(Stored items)
= = = =

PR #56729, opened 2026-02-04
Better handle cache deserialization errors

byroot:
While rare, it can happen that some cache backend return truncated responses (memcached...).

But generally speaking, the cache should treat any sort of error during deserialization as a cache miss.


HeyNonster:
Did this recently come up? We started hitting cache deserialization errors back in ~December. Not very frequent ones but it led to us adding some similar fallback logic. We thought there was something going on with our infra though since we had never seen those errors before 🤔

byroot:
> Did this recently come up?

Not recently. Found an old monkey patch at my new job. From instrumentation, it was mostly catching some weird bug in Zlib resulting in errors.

= = = =

WHAT NEEDS TO BE DONE |
All the records above need to be transcribed exactly and in full.

FINISHED EXERCISE |
PR #56729, opened 2026-02-04
Better handle cache deserialization errors

byroot:
While rare, it can happen that some cache backend return truncated responses (memcached...).

But generally speaking, the cache should treat any sort of error during deserialization as a cache miss.


HeyNonster:
Did this recently come up? We started hitting cache deserialization errors back in ~December. Not very frequent ones but it led to us adding some similar fallback logic. We thought there was something going on with our infra though since we had never seen those errors before 🤔

byroot:
> Did this recently come up?

Not recently. Found an old monkey patch at my new job. From instrumentation, it was mostly catching some weird bug in Zlib resulting in errors.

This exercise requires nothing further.